Bagus
Bogor hujan.
Gua memasang kancing-kancing kemeja dan menyisir rambut dengan jari-jari tangan. Obrolan apa yang baru aja gua lewati bersama Tora? Bukan sekali ini aja kita ngomongin soal hidup. Kita malah sudah terlalu sering ngomongin masalah-masalah hidup. Tapi baru kali ini gua merasa obrolan kita jatuh sedalam-dalamnya pada titik yang paling tepat.
Tora keluar dari kamar mandi. Plastik bening yang tadi berisi obat sekarang sudah kosong. Tora membuang semua isinya ke dalam closet. Sementara plastik wadahnya dia bakar dengan korek api. Botol minuman keras sudah dikosongkan juga. Dia memasukkan botol bekas itu ke dalam backpack-nya.
Yang benar nih, kita ngelewatin malam ini dengan cara begini? Tanya gua dalam hati. Tora menghampiri gua yang sedang duduk di kursi. Lalu meletakkan sebelah tangannya di pundak gua, meremas perlahan, dengan wajah yang berusaha memberikan peyakinan.
“Jadi balik sekarang?” tanyanya. Gua mengangguk.
Tora lalu menarik kedua lengan gua, memaksa gua untuk berdiri. Dia lalu memeluk gua dengan erat. Sangat erat. Sambil berbisik di telinga gua.
“Mulai malam ini, gua janji, kapanpun lo mengajak gua untuk having quality time berdua. Bukan dengan cara begini kita melewatinya.”
“So, Tyler Durden[1] sudah tobat?” canda gua.
“Bukan Tyler yang tobat, tapi Edward Norton yang sadar kalo selama ini dia halu.”
Gua cuma nyengir mendengar komentar Tora. Kemudian menyandang tas, melangkah keluar kamar bersama Tora, dan check out.
* * *
Perjalanan menuju Jakarta diguyur hujan lebat. Jarak pandang menjadi terbatas dan gua mesti mengurangi kecepatan laju mobil dan menyalakan lampu hazard.
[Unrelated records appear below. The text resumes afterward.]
PR #406, opened 2020-03-07
script was checking for attack down instead of defense down

59blargedy:
**_I affirm:_**

Did not test, but minor fix so felt safe.

### DIFF
--- a/scripts/globals/weaponskills/metatron_torment.lua
+++ b/scripts/globals/weaponskills/metatron_torment.lua
@@ -39,11 +39,9 @@ function onUseWeaponSkill(player, target, wsID, tp, primary, action, taChar)
 
     local damage, criticalHit, tpHits, extraHits = doPhysicalWeaponskill(player, target, wsID, params, tp, action, primary, taChar)
     if damage > 0 then
-        if not target:hasStatusEffect(tpz.effect.DEFENSE_DOWN) then
-            local duration = tp / 1000 * 20 * applyResistanceAddEffect(player, target, tpz.magic.ele.WIND, 0)
-            target:addStatusEffect(tpz.effect.DEFENSE_DOWN, 19, 0, duration)
-        end
-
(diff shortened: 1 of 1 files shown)


scripts/globals/weaponskills/metatron_torment.lua
```diff
@@ -39,7 +39,7 @@ function onUseWeaponSkill(player, target, wsID, tp, primary, action, taChar)
 
     local damage, criticalHit, tpHits, extraHits = doPhysicalWeaponskill(player, target, wsID, params, tp, action, primary, taChar)
     if damage > 0 then
-        if not target:hasStatusEffect(tpz.effect.ATTACK_DOWN) then
+        if not target:hasStatusEffect(tpz.effect.DEFENSE_DOWN) then
```
TeoTwawki: it doesn't even need to check - defense down naturally doesn't reapply unless the new effects power is greater than the existing effect.

59blargedy: Thank you - I'm ridiculously new at this so forgive the question - does that mean i should just delete the if not statement entirely as it is checking that elsewhere? REmoving it is of some benefit since it was checking attack_down, right?

TeoTwawki: yes you want that block to become:
```lua
    if damage > 0 then
        local duration = tp / 1000 * 20 * applyResistanceAddEffect(player, target, tpz.magic.ele.WIND, 0)
        target:addStatusEffect(tpz.effect.DEFENSE_DOWN, 19, 0, duration)

        -- Apply aftermath
        tpz.aftermath.addStatusEffect(player, tp, tpz.slot.MAIN, tpz.aftermath.type.RELIC)
    end
```
note the adjusted indent on the part that was inside the if-then-end pairing

59blargedy: cool, thanks i changed and committed again so hopefully that is right.

TeoTwawki: looks good :+1:

PR #411, opened 2020-03-12
Fixing Ferries in Mhaura

kaincenteno:
* Offset was wrong and time at dock was also wrong. This was fixed.
* Issue with docking position for Ferries is still wrong, but pos in table is now retail accurate.
* NPC at dock in Mhaura now moves when ferry arrives and departs, also tells you about it,
not 100% retail accurate as it needs to rotate when it reaches final location. Leaving it as a TODO
for someone else to complete it.

**_I affirm:_**


scripts/globals/transport.lua
```diff
@@ -24,6 +24,33 @@ tpz.transport.messageTime =
     SILVER_SEA = 480
 }
 
+tpz.transport.dockPorterMhauraTrigger =
```
ibm2431: Can probably shorten these; they're already in the `tpz.transport` namespace, so `Porter` is already implied. 😉 

```
tpz.transport.trigger.mhaura
tpz.transport.offset.mhaura
tpz.transport.interval.mhaura
tpz.transport.pos.mhaura
```

scripts/globals/transport.lua
```diff
@@ -24,6 +24,33 @@ tpz.transport.messageTime =
...
+{
+    FERRY_ARRIVING_FROM_ALZAHBI  = 0,
+    FERRY_DEPARTING_TO_ALZAHBI = 1,
+    FERRY_ARRIVING_FROM_SELBINA  = 2,
+    FERRY_DEPARTING_TO_SELBINA = 3
```
ibm2431: Picky ibm: Could you make sure the `=` line up all pretty like~?

scripts/globals/transport.lua
```diff
@@ -33,4 +60,15 @@ tpz.transport.captainMessage = function(npc, triggerID, messages)
     for _, player in pairs(playersInZone) do
         player:showText(player, messages[triggerID])
     end
+end
+
+tpz.transport.dockPorterMhauraMessages = function(npc, triggerID, messages)
+    npc:showText(npc, messages[triggerID])
+    if triggerID == tpz.transport.dockPorterMhauraTrigger.FERRY_ARRIVING_FROM_ALZAHBI or
+        triggerID == tpz.transport.dockPorterMhauraTrigger.FERRY_ARRIVING_FROM_SELBINA then
```
ibm2431: Here's a trick you could do to save some lines and space, since your "arriving" and "departing" are all even/odd:

```lua
if (triggerID % 2) == 0 then
    npc:pathThrough(-- arriving)
else
    npc:pathThrough(-- departing)
end
```

scripts/globals/transport.lua
```diff
@@ -33,4 +60,15 @@ tpz.transport.captainMessage = function(npc, triggerID, messages)
     for _, player in pairs(playersInZone) do
         player:showText(player, messages[triggerID])
     end
+end
+
+tpz.transport.dockPorterMhauraMessages = function(npc, triggerID, messages)
```
ibm2431: Not going to force you to globalize this _juuusstt_ yet, but you can save yourself a little effort later by:
```lua
tpz.transport.messages = {}
tpz.transport.messages.mhaura = function(npc, triggerID, messages)
```

(Later we can extend this to instead be just one function which takes a `dock`, and then pulls the appropriate tables based on the dock, but I realize right now that the focus is to fix the ferry)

Musik-musik yang populer di era 2000an diputar untuk mengusir suasana malam dan hujan yang mencekam.
Tora bersandar dengan santai di samping gua. Baju gua disemprot parfum berkali-kali sama dia untuk menyamarkan bau rokok.
“Ini bukan parfum gua loh. Nanti Rara bisa curiga,” protes gua saat di hotel tadi.